Investors & landlords

One possible negative effect of segmenting and separating out your rental assets for depreciation, depends on how you state and your local county looks at it. For example, in my location the county assesses a yearly "tangible property tax" on anything they classify as "equipment" that is used to produce income.

So if I separate out my kitchen appliances and depreciate them over 5 years, my county considers that "equipment" that is used for the production of income. So they assess a tangible property tax on that "equipment" each and every year. The tax assessed far exceeds the so-called "savings" I get by depreciating it separately over 5 years.

Practically every county in my state of FL does this. So it's kinda dumb to segment/separate out rental property assets if you don't have to.

Many think the county will never find out about this, since FL does not tax personal income and therefore no state tax is filed. But it bites you big-time when you sell the property and then go to record the sale at the local county courthouse. They will not complete the title transfer until "after" you have paid those back taxes, along with the fines, penalties and interest for not having reported and paid it over the years you owned, used, and claimed those appliances as rental assets.

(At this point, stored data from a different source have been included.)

PR #138, opened 2025-05-12
Morphology locations added

MWolfR:
Implemented a family of blocks that generate locations on a morphology skeleton according to specification. Different blocks expose this concept at different levels of complexity / customizability.

Also implemented a Form that uses the block to generate plots of the morphology with locations indicated.


obi_one/scientific/morphology_locations/morphology_location_form.py
```diff
@@ -0,0 +1,91 @@
...
+    class Initialize(Block):
+        morphology: (
+            ReconstructionMorphologyFromID
+            | list[ReconstructionMorphologyFromID]
+            | Path
+            | list[Path]
+        ) = Field(title="Morphology", description="The morphology skeleton to place locations on")
+
+    initialize: Initialize
+    morph_locations: MorphologyLocationsBlock = Field(
```
james-isbister, line 36: We will need to define MorphologyLocationsUnion as a union of the different morphology location Blocks in scientific/unions/unions_morphology_locations.py and use that as the type here rather than MorphologyLocationsBlock. 

Unfortunately Pydantic and FastAPI don't really 'work' with polymorphism (i.e. using the parent class here) in the sense the subclass types are not explicitly made part of the schema.

Instead using a Union explicitly adds the different subclasses as options for the parameter, like in the stimulus dictionary here:
Screenshot 2025-05-12 at 14 00 47

That way, from the schema the GUI can offer the different subclass Blocks as options automatically, and the AI agent can also know the possible Block options. Also helps with deserilization from a json request body, otherwise the data get parsed into the parent class, and the subclass type and parameters are lost.

You can see an example in unions/unions_stimuli.py

obi_one/scientific/morphology_locations/morphology_location_block.py
```diff
@@ -0,0 +1,249 @@
...
+        return self._make_points(morphology)
+
+
+class RandomMorphologyLocations(MorphologyLocationsBlock):
+    """Completely random locations without constraint"""
+
+    def _make_points(self, morphology):
+        locs = generate_neurite_locations_on(
+            morphology,
+            1,
```
james-isbister, line 53: Maybe explicitly using the keywords would improve readibility and risk of bugs. Like: n_centers=1, ...

obi_one/scientific/morphology_locations/morphology_location_block.py
```diff
@@ -0,0 +1,249 @@
...
+    n_groups: int | list[int] = Field(
+        default=1, name="Number of groups", description="Number of groups of locations to generate"
+    )
+
+    def _make_points(self, morphology):
+        locs = generate_neurite_locations_on(
+            morphology,
+            1,
+            self.number_of_locations,
+            self.n_groups,
```
james-isbister, line 82: Should we add a validator that srcs_per_center <= n_per_center here and in other Blocks?

obi_one/scientific/morphology_locations/specified_morphology_locations.py
```diff
@@ -0,0 +1,351 @@
...
+    center_pd_mean,
+    center_pd_sd,
+    max_dist_from_center,
+    lst_section_types=None,
+    seed=None,
+):
+    """Generates a specified number of morphology locations according to complex specifications.
+    Locations are defined along morphology skeleton, i.e. they are 1d locations, not membrane locations.
+
+    Locations are 'clustered' around center locations on the morphology. If that is notr required, the
```
james-isbister, line 265: Typo "notr"

obi_one/scientific/morphology_locations/specified_morphology_locations.py
```diff
@@ -0,0 +1,351 @@
...
+    parameter 'max_dist_from_center' can be set to None and clustering is ignored.
```
james-isbister, line 266: In the case that max_dist_from_center=None and clustering is ignored, my understanding is that n_centers are created, but then locations associated with each centre are drawn uniformly from across the neuron, rather than from within max_dist_from_center?

obi_one/scientific/morphology_locations/morphology_location_form.py
james-isbister: This might also solve this warning I get when I run the example:
```
PydanticSerializationUnexpectedValue(Expected `BasicConnectivityPlots` - serialized value may not be as expected [input_value=MorphologyLocationsForm(t...n_groups_per_cluster=2)), input_type=MorphologyLocationsForm])
  PydanticSerializationUnexpectedValue(Expected `CircuitExtractions` - serialized value may not be as expected [input_value=MorphologyLocationsForm(t...n_groups_per_cluster=2)), input_type=MorphologyLocationsForm])
  PydanticSerializationUnexpectedValue(Expected `ConnectivityMatrixExtractions` - serialized value may not be as expected [input_value=MorphologyLocationsForm(t...n_groups_per_cluster=2)), input_type=MorphologyLocationsForm])
  PydanticSerializationUnexpectedValue(Expected `FolderCompressions` - serialized value may not be as expected [input_value=MorphologyLocationsForm(t...n_groups_per_cluster=2)), input_type=MorphologyLocationsForm])
  PydanticSerializationUnexpectedValue(Expected `MorphologyContainerizationsForm` - serialized value may not be as expected [input_value=MorphologyLocationsForm(t...n_groups_per_cluster=2)), input_type=MorphologyLocationsForm])
  PydanticSerializationUnexpectedValue(Expected `MorphologyMetricsForm` - serialized value may not be as expected [input_value=MorphologyLocationsForm(t...n_groups_per_cluster=2)), input_type=MorphologyLocationsForm])
  PydanticSerializationUnexpectedValue(Expected `SimulationsForm` - serialized value may not be as expected [input_value=MorphologyLocationsForm(t...n_groups_per_cluster=2)), input_type=MorphologyLocationsForm])
  PydanticSerializationUnexpectedValue(Expected `SingleBlockGenerateTestForm` - serialized value may not be as expected [input_value=MorphologyLocationsForm(t...n_groups_per_cluster=2)), input_type=MorphologyLocationsForm])
  PydanticSerializationUnexpectedValue(Expected `SingleBlockEntityTestForm` - serialized value may not be as expected [input_value=MorphologyLocationsForm(t...n_groups_per_cluster=2)), input_type=MorphologyLocationsForm])
  PydanticSerializationUnexpectedValue(Expected `MultiBlockEntitySDKTestForm` - serialized value may not be as expected [input_value=MorphologyLocationsForm(t...n_groups_per_cluster=2)), input_type=MorphologyLocationsForm])
  PydanticSerializationUnexpectedValue(Expected `MorphologyLocationsBlock` - serialized value may not be as expected [input_value=ClusteredPathDistanceMorp... n_groups_per_cluster=2), input_type=ClusteredPathDistanceMorphologyLocations])
  return self.__pydantic_serializer__.to_python(
```

examples/morphology_locations_example.ipynb
james-isbister, line 1: Adding an additional commented out MorphologyLocation set that is more interesting than Random might be cool.

This one for example that I made when testing the example:

```
# morph_locations=obi.ClusteredPathDistanceMorphologyLocations(
                    #     number_of_locations=[100, 200],
                    #     section_types=(4, ),
                    #     n_clusters=10,
                    #     cluster_max_distance=20,
                    #     path_dist_mean=200,
                    #     path_dist_sd=80,
                    #     n_groups_per_cluster=2,
                    # )
```

james-isbister (commented):
The Blocks and key function: "generate_neurite_locations_on" and the functions it calls are very clearly documented such that I could understand how it was working!

I've just suggested some simple additions + changes

examples/morphology_locations_example.ipynb
james-isbister: Also the output path of the grid scan can be something like: "../../obi-output/morphology_locations" to be consistent with the other examples

obi_one/scientific/morphology_locations/morphology_location_block.py
MWolfR: No. It actually works with more src_per_center than n_per_center. Just some src ids will remain unused. There may be a use case for this.

james-isbister (dismissed):
Thanks!

james-isbister:
Looks good! 

For the test to pass @MWolfR  I think you just need to rerun `make install` to update uv.lock, and push a commit with it

james-isbister (approved):

PR #4762, opened 2024-03-14
[lib-jobs] add lib-jobs-prod1

kayiwa:
The lib-jobs-prod1 VM was still bionic. This change updates it to jammy and puts them in production


christinach (approved):
Thanks @kayiwa and @VickieKarasic

PR #4754, opened 2024-03-13
[nginxplus] i4624 checkmk role

VickieKarasic:

PR #4782, opened 2024-03-22
Do not list collections in the repo

acozine:
Ansible Tower uses the `collections/requirements.yml` file to load collections into EEs at runtime. This is slow and may be interfering with using custom EEs.

This file was removed in #4702 and was mistakenly reintroduced in #4754.


VickieKarasic (approved):
Thanks @acozine

acozine:
This change definitely fixed the problem we had where the `Prancible` project would not update. See [this job](https://ansible-tower.princeton.edu/#/jobs/project/680/output). All collections are built into the Tower EEs now, so we cannot have a `collections/requirements.yml` file, especially one that calls for different versions of collections than we are installing on Tower.

Issue #4745, opened 2024-03-11
Shut down annotations servers


kelynch:
Please shut down https://annotations.princeton.edu/ and https://annotations-staging.princeton.edu/ according to standard Ops procedures. Let me know if I can add any additional information to this ticket.

VickieKarasic:
Hi @kelynch, I'll be working on this one. We will decommission the servers according to [standard procedures](https://github.com/pulibrary/pul-it-handbook/blob/main/services/decommissioning.md). Usually, we wait 30 days after turning off a server to start the deletion process. Would you like 30 days or would shorter (say, 14 days/2 weeks) suffice in this case? Happy to proceed however you think is best. Thanks!

VickieKarasic:
We will wait the 30 days per Kate's request and will begin decommissioning the week of April 8, 2024.

VickieKarasic:
Decommissioning complete and closed by #4839

PR #4784, opened 2024-03-22
comments out annotations boxes, adds python interpreter for GCP bastion

acozine:
Related to #4745.

The annotations VMs have been powered off but not fully decommissioned. However, they are causing failures in Ansible. This PR comments them out; when we decommission them, we can remove the entire file for the project, along with any references to the group.

This PR also adds a python interpreter definition for the GCP bastion. This should take care of this warning: `Platform openbsd on host bastion-staging.pulcloud.io is using the discovered Python interpreter at /usr/local/bin/python3.9, but future installation of another Python interpreter could change the meaning of that path.`

### DIFF
--- a/inventory/all_projects/annotations
+++ b/inventory/all_projects/annotations
@@ -1,4 +1,4 @@
 [annotations_staging]
-annotations-staging1.princeton.edu
+# annotations-staging1.princeton.edu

So there goes all that profit you expected to make from the sale.

 

Investors & landlords

You can view "segmenting" in any way you desire, but the fact is a tax on tangible personal property can be levied whether or not the property is "segmented" (or separated for purposes of depreciation).

 

See https://taxfoundation.org/tangible-personal-property-tax/

 

In Florida, certain tangible personal property used in connection with a Florida-located rental property is assessed by the county property appraiser regardless of whether the property is separated for the purposes of depreciation. If the property is present on the premises, and used in connection with the rental, it is assessed and, potentially, subject to personal property tax.

Investors & landlords

I thought about what you guys have said regarding depreciation recapture and rental properties.

 

Here's how I understand it:

The IRS is going to depreciate the basis in the house over 27.5 years.  So the IRS is going to recapture all the depreciation I've taken on the house.  Can't do a darn thing about that.

 

Now if I decide NOT to lump the Kitchen cabinets and appliances along with the house for depreciation purposes, I can get larger depreciation amounts every year.  This will help me run a larger loss than I would if I lumped the kitchen stuff with the house for depreciation purposes.  So depreciating kitchen stuff at 5 years is sort of useless to me, b/c I will run a loss regardless.

 

But I **THINK** that larger loss gets translated into a larger NOL (Net operating loss).  Which I can carry-forward year over year.  I can use that NOL to reduce the recaptured depreciation when it comes time to selling the house.  I think it reduces the recaptured depreciation dollar for dollar.

 

I'm reading up on NOL right now, so I'm not really sure if this is how it will work.

 

I'm not sure how NYS or NYC handles depreciation recapture.

 

Feel free to correct where my thinking has gone off the road.

 

Thanks.

Investors & landlords


@wrangler18 wrote:

kitchen cabinets ... bathroom fixtures.

 

 


Cabinets and bathroom fixtures are depreciated the same length as the rest of the house.d  As part of the house, they really can't be segregated.